Unlike Lockean autobiographical memory, which is a property of conscious thinking alone, Rilkean memory lives in the action of the whole body, arising from the ‘behavioural disposition’ or ‘enduring mood’ that’s left behind when conscious, narrative memory fades away. When persistent and entrenched enough, Rowlands says, these dispositions and moods become an ‘existential style’, a way of being that can hold a person together in the face of ‘catastrophic memory loss’.

This is what I see in brain injury survivors such as Henry, Gretha and Sadie. When they take part in practices that mean something to them, they become absorbed in living truths that remind them who they are. Amnesia survivors, who have lost the conscious memory-formation so vulnerable to brain injury, are most themselves in contexts that continually reinforce their embodied tendencies, their bodily dispositions and feelings. The places where they are most confident in their identities are the ones in which they are supported not merely to think but to do the things they love. To support these survivors, we must take seriously the idea of whole-body, whole-person memory, and look for ways to reinforce it, wherever we can.
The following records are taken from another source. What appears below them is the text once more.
PR #660, opened 2017-11-03
Make it possible to map between sections even if they're empty

Adlai-Holler:
Previously, there was no native way to map between sections. So our best shot was to pick item 0 and translate its index path, and then read the section index. This has a couple of failure modes:

- There is no item 0 in the "from" map (empty section)
- Item 0 is deleted, reloaded, or moved in the change

To fix this and provide more direct section tracking, we:
- Always create `ASSection` objects, even if the data source provides no context for them.
- Do the mapping between these. It's fast O(N) – shouldn't be an issue.

In the future I hope we can go further with `ASSection` but this is a good start.

### DIFF
--- a/Source/ASCollectionView.mm
+++ b/Source/ASCollectionView.mm
@@ -677,19 +677,13 @@ static NSString * const kReuseIdentifier = @"_ASCollectionReuseIdentifier";
   if (indexPath == nil) {
     return nil;
   }
-  
-  // If this is a section index path, we don't currently have a method
-  // to do a mapping.
-  if (indexPath.item == NSNotFound) {
-    return indexPath;
-  } else {
-    NSIndexPath *viewIndexPath = [_dataController.visibleMap convertIndexPath:indexPath fromMap:_dataController.pendingMap];
-    if (viewIndexPath == nil && wait) {
-      [self waitUntilAllUpdatesAreCommitted];
-      return [self convertIndexPathFromCollectionNode:indexPath waitingIfNeeded:NO];
-    }
-    return viewIndexPath;
+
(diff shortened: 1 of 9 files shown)


pinterest-ios:
<table>
  <thead>
    <tr>
      <th width="50"></th>
          1 Warning
      </th>
     </tr>
  </thead>
  <tbody>
    <tr>
      <td>:warning:</td>
    </tr>
  </tbody>
</table>

</p>

Source/ASCollectionView.mm
```diff
@@ -64,8 +64,6 @@
     return __val; \
   }
 
-#define ASIndexPathForSection(section) [NSIndexPath indexPathForItem:0 inSection:section]
```
Adlai-Holler: Removed this macro because using item 0 is only something that's done for flow layout headers and footers. In any other context, "index path for section" would mean a one-node index path.

Source/ASCollectionView.mm
```diff
@@ -1050,7 +1036,7 @@ - (CGSize)collectionView:(UICollectionView *)cv layout:(UICollectionViewLayout *
   ASDisplayNodeAssertMainThread();
   ASElementMap *map = _dataController.visibleMap;
   ASCollectionElement *e = [map supplementaryElementOfKind:UICollectionElementKindSectionHeader
-                                               atIndexPath:ASIndexPathForSection(section)];
+                                               atIndexPath:[NSIndexPath indexPathForItem:0 inSection:section]];
```
appleguy: Can we use an NSNotFound for the item, or even a single-number index path to represent this?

When I wake up each morning, there are things I recognise as part of ‘me’. The aura of dream is replaced almost immediately by a continuity of thought from the previous day. And behind this are layers of familiar sensation: the dryness of my skin; the exaggerated sensitivity of my hands; the way my eyes want to hide from the daylight; the empty feeling of my typical morning hunger; and the bodily restlessness that will soon get me out of bed. Words are there even before I realise it, and I feel a pang of regret as I break the silence. Then I look at my partner, stirring next to me, and recognise another whole domain of identity: the people I share my life with and the feelings they bring to life. It’s a cascade of embodiment, of tendency, of self, that emerges. Doubtless, if I survived a brain injury, some of these things might change or disappear. But not all of them.